# Recorded data:
PR #892, opened 2024-07-14
Develop

TsvetanKichuk:


pavlopro (changes requested):
Tests Failed

.flake8
```diff
@@ -6,5 +6,5 @@ max-complexity = 18
 select = B,C,E,F,W,T4,B9,ANN,Q0,N8,VNE
 exclude =
     **migrations
-    venv
+    venv .venv
```
pavlopro, line 9: Do not modify `.flake8` file

db/migrations/0001_initial.py
```diff
@@ -0,0 +1,52 @@
+# Generated by Django 4.0.2 on 2024-07-11 20:40
```

main.py
```diff
@@ -1,10 +1,51 @@
...
-    pass
+    with open("players.json", "r") as f:
+        player_data = json.load(f)
+
+    for player_name, player_info in player_data.items():
+        email = player_info["email"]
+        bio = player_info["bio"]
+
+        race_data = player_info["race"]
+        race, created_race = Race.objects.get_or_create(
```
pavlopro, line 17: You don't use `created_race` variable. Can be simplified:
`race, _ =` ...

main.py
```diff
@@ -1,10 +1,51 @@
...
+            name=race_data["name"],
+            description=race_data["description"]
+        )
+        print(Race.objects.all())
```
pavlopro, line 21: Remove print in all places

main.py
```diff
@@ -1,10 +1,51 @@
...
+
+        skills = []
+        for skill_data in race_data.get("skills", []):
+            skill, created_skill = Skill.objects.get_or_create(
+                name=skill_data["name"], race=race, bonus=skill_data["bonus"]
+            )
+            skills.append(skill)
+        print(Skill.objects.all())
```
pavlopro, line 29: Simplify Skills creation
There is no need to store skill into variable.
There is no need to append it to list

main.py
```diff
@@ -1,10 +1,51 @@
...
+
+        guild_data = player_info.get("guild")
+        guild = None
+        if guild_data:
+            guild, created_guild = Guild.objects.get_or_create(
```
pavlopro, line 34: Simplify to:
`guild, _ =` ...

pavlopro (changes requested):

db/migrations/0001_initial.py
pavlopro: Leave only one migration file

pavlopro (changes requested):

pavlopro (changes requested):
Please remove db file from PR

pavlopro (approved):
Good Job!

# What is needed:
Report how many lines in the data include the word "Simplify", and give nothing but the count.

# Task solution:
2